Commuting impacts job satisfaction: poll
Mon Apr 25, 2011 4:23pm EDT
NEW YORK (Reuters Life!) - Commuting might not make you unwell but a new survey of U.S. employees showed that four percent, or 5 million people, have called in sick because they could not face the trek to work.
The Harris Interactive poll commissioned by The Workforce Institute also revealed that 48 percent of people said commuting has a significant impact on their job satisfaction and 32 percent considered the commute when they chose their current job.
"Where possible, putting policies in place to allow employees to travel during non-peak hours or work from home can increase employee satisfaction, without a negative impact on the bottom line," Joyce Maroney, the director of the institute, a think tank established by the workforce management solution company Kronos Inc, said is a statement.
Eighty three percent of workers questioned in the survey said they drove to work alone and nine percent used a carpool.
Only 11 percent of workers opted for mass transit, 10 percent said they walked to work and some people used more than one mode of transport to commute.
Fifteen percent of people who took part in the online survey said they would change jobs for a shorter commute and 11 percent said the time spent commuting had a negative impact on their life-work balance.
"Managers should be mindful of the time their employees spend commuting as our survey shows it has a significant impact on job satisfaction," said Maroney.
One-third of workers said their round-trip commute was between 30 minutes and an hour, while 16 percent spent between one and two hours getting back and forth to work.
Nearly everyone had a nightmare, or worst commute ever story, with seven percent saying it had taken five hours or more, and another 30 percent spending more than two hours.
About three-quarters of people listen to music while commuting, 22 percent enjoy quiet time and 18 percent talk on the phone. Only seven percent read a book or magazine and four percent do some work.

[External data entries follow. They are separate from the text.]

PR #303, opened 2023-12-13
controller: Handle snapshotter per handler

fidencio:
Let's start properly setting a specific snapshotter per runtime handler configured for containerd.

This work depends on a work done on the Kata Containers side to better support setting snapshotters per runtime handler.

The PR from the Kata Containers side is:
https://github.com/kata-containers/kata-containers/pull/8655.

### DIFF
--- a/controllers/ccruntime_controller.go
+++ b/controllers/ccruntime_controller.go
@@ -628,20 +628,19 @@ func (r *CcRuntimeReconciler) processDaemonset(operation DaemonOperation) *appsv
 		createDefaultRuntimeClass = "true"
 	}
 
-	var runtimeClassNames []string
-	var snapshotter = ""
+	var shims []string
+	var snapshotter_handler_mapping []string
 	for _, runtimeClass := range r.ccRuntime.Spec.Config.RuntimeClasses {
-		runtimeClassNames = append(runtimeClassNames, runtimeClass.Name)
-		// FIXME: This will need to be changed by the moment the kata-containers
-		//        payload script supports setting one snapshotter per runtime handler.
-		//        For now, for the v0.8.0 release, we're fine assuming that all the
-		//        set snapshotters are going to be the same.
-		if snapshotter == "" && runtimeClass.Snapshotter != "" {
-			snapshotter = runtimeClass.Snapshotter
+		// Similarly to what's being done for the default shim, let's remove
+		// the "kata-" prefix from the runtime class names
+		shim := strings.TrimPrefix(runtimeClass.Name, "kata-")
+		shims = append(shims, shim)
+
+		if runtimeClass.Snapshotter != "" {
+			mapping := shim + ":" + runtimeClass.Snapshotter
+			snapshotter_handler_mapping = append(snapshotter_handler_mapping, mapping)
 		}
 	}
-	var runtimeClasses = strings.Join(runtimeClassNames, " ")
-	var shims = strings.ReplaceAll(runtimeClasses, "kata-", "")
 
 	var envVars = []corev1.EnvVar{
 		{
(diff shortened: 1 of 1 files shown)


controllers/ccruntime_controller.go
```diff
@@ -629,15 +629,16 @@ func (r *CcRuntimeReconciler) processDaemonset(operation DaemonOperation) *appsv
...
 	for _, runtimeClass := range r.ccRuntime.Spec.Config.RuntimeClasses {
 		runtimeClassNames = append(runtimeClassNames, runtimeClass.Name)
-		// FIXME: This will need to be changed by the moment the kata-containers
-		//        payload script supports setting one snapshotter per runtime handler.
-		//        For now, for the v0.8.0 release, we're fine assuming that all the
-		//        set snapshotters are going to be the same.
-		if snapshotter == "" && runtimeClass.Snapshotter != "" {
-			snapshotter = runtimeClass.Snapshotter
+
+		if runtimeClass.Snapshotter != "" {
```
wainersm, line 636: I think that here it should be `== ""`.

One alternative is to use Go map, convert to json then to string:
```
snapshotters := map[string]string{"kata-qemu": "nydus", "kata-clh": "nydus"}
j, _ := json.Marshal(snapshotters)
snapshottersStr := string(j)
```

But then `SNAPSHOTTER_HANDLER_MAPPING` should be processed as a json string on kata side (i.e. `{"k1":"v1","k2":"v2"}` vs  `"k1":"v1","k2":"v2"`). One advantage of passing a json string is that in the future we can pass properties alongside if needed.

stevenhorsman: Wainer is correct - the current logic produces:
`Validating the snapshotter-handler mapping: ",kata-clh:nyduskata-qemu:nyduskata-qemu-tdx:nyduskata-qemu-sev:nyduskata-qemu-snp:nydus"`. I'll try and fix it, rebase and push to this branch

stevenhorsman: I managed to force push in the end to hopefully fix this.

stevenhorsman:
During testing of this I found a bug in kata-deploy, so waiting on https://github.com/kata-containers/kata-containers/pull/8721 to be merged to fix this.

fidencio:
I found a few more issues on the kata-deploy side, all addressed as part of: https://github.com/kata-containers/kata-containers/pull/8733

I've also created a new PR on the Operator side in order to test with the kata-deploy payload, before this one / and the Kata Containers one gets merged: https://github.com/confidential-containers/operator/pull/310

stevenhorsman (approved):
LGTM now. Thanks!

beraldoleal (approved):
LGTM, thanks.

controllers/ccruntime_controller.go
```diff
@@ -629,15 +629,17 @@ func (r *CcRuntimeReconciler) processDaemonset(operation DaemonOperation) *appsv
...
+			shim := strings.TrimPrefix(runtimeClass.Name, "kata-")
+			if snapshotter_handler_mapping == "" {
+				snapshotter_handler_mapping += shim + ":" + runtimeClass.Snapshotter
+			} else {
+				snapshotter_handler_mapping += "," + shim + ":" + runtimeClass.Snapshotter
+			}
```
mythi, line 642: this `kata-` prefix processing is repeated below. Can we do it only once? I also think preparing `snapshotter_handler_mapping` can follow the same `strings.Join()` approach used by `runtimeClassNames`.

fidencio: So, the prefix processing is done for a different reason here, and looking at the code is quite hard to make this only once, as kata-containers explicitly requires the shim name for all the operations, and for the sake of the user's experience the operator requires a full runtime class name (as in kata-qemu).

About the string.Join(), this can be done, I just need to either make sure `, ` is correctly treated on the kata-containers side, or that we remove the last `,` that would be added by the strings.Join().

fidencio: Cool, I've updated the PR and simplified a little bit the logic.
Thanks for the rveiew, @mythi!

mythi (approved):
LGTM

PR #308, opened 2023-12-22
Controller properly set snapshotter per runtime handler

stevenhorsman:
Temp PR to rebase Fabiano's branch and see if Wainer's suggestion fixes the test issues


stevenhorsman:
I've pushed the fix to Fabiano's PR, so this can close now

PR #313, opened 2024-01-08
cli tool to change containerd config

mkulke:


fidencio:
@mkulke, one thing that's been crossing my mind is whether we need a new tool for this or whether we'd be good enough relying on `tomlq` for this as we did on the Kata Containers side.

I'd like to know your opinion on this,

mkulke:
> @mkulke, one thing that's been crossing my mind is whether we need a new tool for this or whether we'd be good enough relying on `tomlq` for this as we did on the Kata Containers side.
> 
> I'd like to know your opinion on this,

as said above, it doesn't matter whether you use a library or a cli tool, but if you want to have some confidence in what is happening, i.e. write tests and handle all those potential errors properly, this is probably easier to do in a dedicated tool.

a simple tomlq invocation will just handle the happy path, the rest you have to code (or opt to ignore) in bash

fidencio:
> a simple tomlq invocation will just handle the happy path, the rest you have to code (or opt to ignore) in bash

Fair enough! :-)

fidencio:
@mkulke: https://github.com/containerd/nydus-snapshotter/pull/570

Only six percent of workers are paid for the time they spent commuting and just 14 percent of adults who commute have the option of working from home. But 27 percent of people who don't have that option said that if they were given the technology they think they could work effectively from home.
If workers could spend less time commuting 50 percent said they would use the extra time to sleep, 42 percent said they would relax, 33 percent would spend more time with their family and 28 would exercise.